## [YOUR ASSIGNMENT]
Below are entries; output exactly the lines from the one with "--- a/core/types/bal/bal.go" to the one with "internal: if err happend just return it", both included, and nothing else.

## [Collected data entries]
----------------

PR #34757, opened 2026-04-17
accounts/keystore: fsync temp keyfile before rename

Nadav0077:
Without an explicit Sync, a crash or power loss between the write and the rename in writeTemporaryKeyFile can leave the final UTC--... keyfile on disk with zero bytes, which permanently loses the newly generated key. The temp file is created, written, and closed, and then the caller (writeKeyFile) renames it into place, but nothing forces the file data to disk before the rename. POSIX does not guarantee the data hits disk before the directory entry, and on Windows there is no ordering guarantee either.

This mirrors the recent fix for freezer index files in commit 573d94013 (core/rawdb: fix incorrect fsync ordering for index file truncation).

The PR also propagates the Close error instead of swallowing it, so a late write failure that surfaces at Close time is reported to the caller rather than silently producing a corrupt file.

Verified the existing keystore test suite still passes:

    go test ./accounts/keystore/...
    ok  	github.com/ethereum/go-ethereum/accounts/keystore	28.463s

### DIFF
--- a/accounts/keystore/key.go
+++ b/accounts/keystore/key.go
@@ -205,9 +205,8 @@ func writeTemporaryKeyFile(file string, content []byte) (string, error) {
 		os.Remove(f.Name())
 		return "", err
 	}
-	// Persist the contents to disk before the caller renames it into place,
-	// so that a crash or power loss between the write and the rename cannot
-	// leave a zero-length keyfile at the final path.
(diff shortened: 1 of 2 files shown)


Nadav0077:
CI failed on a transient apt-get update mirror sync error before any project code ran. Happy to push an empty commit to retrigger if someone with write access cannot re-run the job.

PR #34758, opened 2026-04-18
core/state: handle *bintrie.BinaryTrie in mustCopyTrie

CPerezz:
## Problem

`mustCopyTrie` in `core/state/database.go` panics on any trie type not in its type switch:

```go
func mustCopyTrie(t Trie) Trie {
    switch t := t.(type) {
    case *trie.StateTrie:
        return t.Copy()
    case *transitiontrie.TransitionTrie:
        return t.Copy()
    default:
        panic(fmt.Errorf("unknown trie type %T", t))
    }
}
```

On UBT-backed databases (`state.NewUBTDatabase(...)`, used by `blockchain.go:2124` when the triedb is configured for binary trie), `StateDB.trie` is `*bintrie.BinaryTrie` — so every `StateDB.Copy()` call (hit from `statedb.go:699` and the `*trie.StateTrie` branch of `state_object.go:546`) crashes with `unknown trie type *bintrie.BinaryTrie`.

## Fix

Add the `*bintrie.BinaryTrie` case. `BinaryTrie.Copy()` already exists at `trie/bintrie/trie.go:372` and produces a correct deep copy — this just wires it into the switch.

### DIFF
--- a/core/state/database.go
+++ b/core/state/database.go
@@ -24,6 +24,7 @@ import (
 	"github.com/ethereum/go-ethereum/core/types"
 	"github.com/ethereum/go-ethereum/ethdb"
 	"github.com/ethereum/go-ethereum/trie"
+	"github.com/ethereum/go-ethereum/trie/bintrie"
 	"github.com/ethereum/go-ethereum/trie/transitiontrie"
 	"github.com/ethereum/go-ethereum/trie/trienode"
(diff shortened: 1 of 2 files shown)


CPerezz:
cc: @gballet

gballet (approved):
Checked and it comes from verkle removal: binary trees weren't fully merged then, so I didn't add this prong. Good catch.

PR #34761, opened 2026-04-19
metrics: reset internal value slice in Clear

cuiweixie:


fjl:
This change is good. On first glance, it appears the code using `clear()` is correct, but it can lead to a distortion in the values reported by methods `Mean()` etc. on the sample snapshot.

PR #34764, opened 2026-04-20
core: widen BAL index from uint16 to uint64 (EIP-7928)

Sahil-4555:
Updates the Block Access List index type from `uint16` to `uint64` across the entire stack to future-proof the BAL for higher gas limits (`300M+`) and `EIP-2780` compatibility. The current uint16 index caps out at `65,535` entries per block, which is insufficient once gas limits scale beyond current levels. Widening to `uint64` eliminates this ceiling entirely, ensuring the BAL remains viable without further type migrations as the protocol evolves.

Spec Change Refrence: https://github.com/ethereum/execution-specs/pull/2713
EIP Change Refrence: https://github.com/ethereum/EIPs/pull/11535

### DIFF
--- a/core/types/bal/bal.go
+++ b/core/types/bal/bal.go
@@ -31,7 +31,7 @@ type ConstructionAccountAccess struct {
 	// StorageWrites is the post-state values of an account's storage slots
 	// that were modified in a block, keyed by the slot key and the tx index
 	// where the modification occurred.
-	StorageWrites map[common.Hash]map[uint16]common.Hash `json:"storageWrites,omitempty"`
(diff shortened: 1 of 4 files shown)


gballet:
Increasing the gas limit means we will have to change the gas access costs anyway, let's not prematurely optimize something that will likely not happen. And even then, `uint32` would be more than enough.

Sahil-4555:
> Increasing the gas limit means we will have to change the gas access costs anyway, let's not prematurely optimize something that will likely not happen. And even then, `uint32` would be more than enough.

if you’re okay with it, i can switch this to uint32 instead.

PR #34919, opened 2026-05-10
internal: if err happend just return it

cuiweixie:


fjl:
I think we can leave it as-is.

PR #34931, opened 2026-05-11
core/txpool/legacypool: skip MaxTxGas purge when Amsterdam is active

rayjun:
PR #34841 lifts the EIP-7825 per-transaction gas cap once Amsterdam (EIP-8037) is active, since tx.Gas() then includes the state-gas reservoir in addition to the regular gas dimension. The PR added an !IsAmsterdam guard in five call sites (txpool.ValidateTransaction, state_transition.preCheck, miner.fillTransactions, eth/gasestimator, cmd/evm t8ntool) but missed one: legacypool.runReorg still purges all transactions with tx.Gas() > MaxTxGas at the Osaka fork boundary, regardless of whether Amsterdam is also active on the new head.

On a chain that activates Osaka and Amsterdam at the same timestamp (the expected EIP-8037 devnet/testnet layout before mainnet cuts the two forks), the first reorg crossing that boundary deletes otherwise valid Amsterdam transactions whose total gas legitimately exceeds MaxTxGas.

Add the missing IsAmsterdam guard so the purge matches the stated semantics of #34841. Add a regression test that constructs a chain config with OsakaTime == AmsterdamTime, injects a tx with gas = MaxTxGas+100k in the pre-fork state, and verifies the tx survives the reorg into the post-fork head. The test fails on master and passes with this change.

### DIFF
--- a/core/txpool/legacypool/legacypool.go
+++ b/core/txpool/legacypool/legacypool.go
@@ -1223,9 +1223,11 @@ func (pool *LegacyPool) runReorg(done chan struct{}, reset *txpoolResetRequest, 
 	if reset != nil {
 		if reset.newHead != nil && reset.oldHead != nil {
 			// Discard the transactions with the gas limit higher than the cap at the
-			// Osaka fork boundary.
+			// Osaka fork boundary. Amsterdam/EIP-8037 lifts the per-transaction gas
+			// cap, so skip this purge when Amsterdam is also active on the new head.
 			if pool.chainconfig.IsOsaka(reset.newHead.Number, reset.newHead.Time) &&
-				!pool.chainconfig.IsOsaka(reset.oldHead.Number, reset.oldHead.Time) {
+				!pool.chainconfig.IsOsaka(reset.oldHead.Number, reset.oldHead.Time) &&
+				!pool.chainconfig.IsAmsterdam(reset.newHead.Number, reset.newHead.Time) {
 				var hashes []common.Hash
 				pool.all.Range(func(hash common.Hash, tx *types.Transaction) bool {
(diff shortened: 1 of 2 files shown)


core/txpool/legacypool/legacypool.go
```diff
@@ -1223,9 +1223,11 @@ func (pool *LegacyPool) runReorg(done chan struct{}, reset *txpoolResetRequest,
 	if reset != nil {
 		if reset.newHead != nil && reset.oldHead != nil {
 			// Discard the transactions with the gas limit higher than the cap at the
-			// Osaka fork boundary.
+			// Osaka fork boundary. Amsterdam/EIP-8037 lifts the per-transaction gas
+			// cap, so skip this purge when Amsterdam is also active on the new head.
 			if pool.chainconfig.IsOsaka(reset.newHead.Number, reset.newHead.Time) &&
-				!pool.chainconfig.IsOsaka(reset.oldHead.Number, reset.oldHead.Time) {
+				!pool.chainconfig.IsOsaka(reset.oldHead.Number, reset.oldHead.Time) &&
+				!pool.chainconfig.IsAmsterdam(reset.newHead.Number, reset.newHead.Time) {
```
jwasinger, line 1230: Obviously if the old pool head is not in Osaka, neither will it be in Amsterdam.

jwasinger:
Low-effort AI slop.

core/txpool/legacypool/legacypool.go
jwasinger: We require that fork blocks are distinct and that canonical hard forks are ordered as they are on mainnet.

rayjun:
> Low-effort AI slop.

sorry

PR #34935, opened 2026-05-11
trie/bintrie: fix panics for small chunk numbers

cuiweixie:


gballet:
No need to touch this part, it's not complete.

----------------

## [ANSWER TO THIS EXERCISE]
--- a/core/types/bal/bal.go
+++ b/core/types/bal/bal.go
@@ -31,7 +31,7 @@ type ConstructionAccountAccess struct {
 	// StorageWrites is the post-state values of an account's storage slots
 	// that were modified in a block, keyed by the slot key and the tx index
 	// where the modification occurred.
-	StorageWrites map[common.Hash]map[uint16]common.Hash `json:"storageWrites,omitempty"`
(diff shortened: 1 of 4 files shown)


gballet:
Increasing the gas limit means we will have to change the gas access costs anyway, let's not prematurely optimize something that will likely not happen. And even then, `uint32` would be more than enough.

Sahil-4555:
> Increasing the gas limit means we will have to change the gas access costs anyway, let's not prematurely optimize something that will likely not happen. And even then, `uint32` would be more than enough.

if you’re okay with it, i can switch this to uint32 instead.

PR #34919, opened 2026-05-10
internal: if err happend just return it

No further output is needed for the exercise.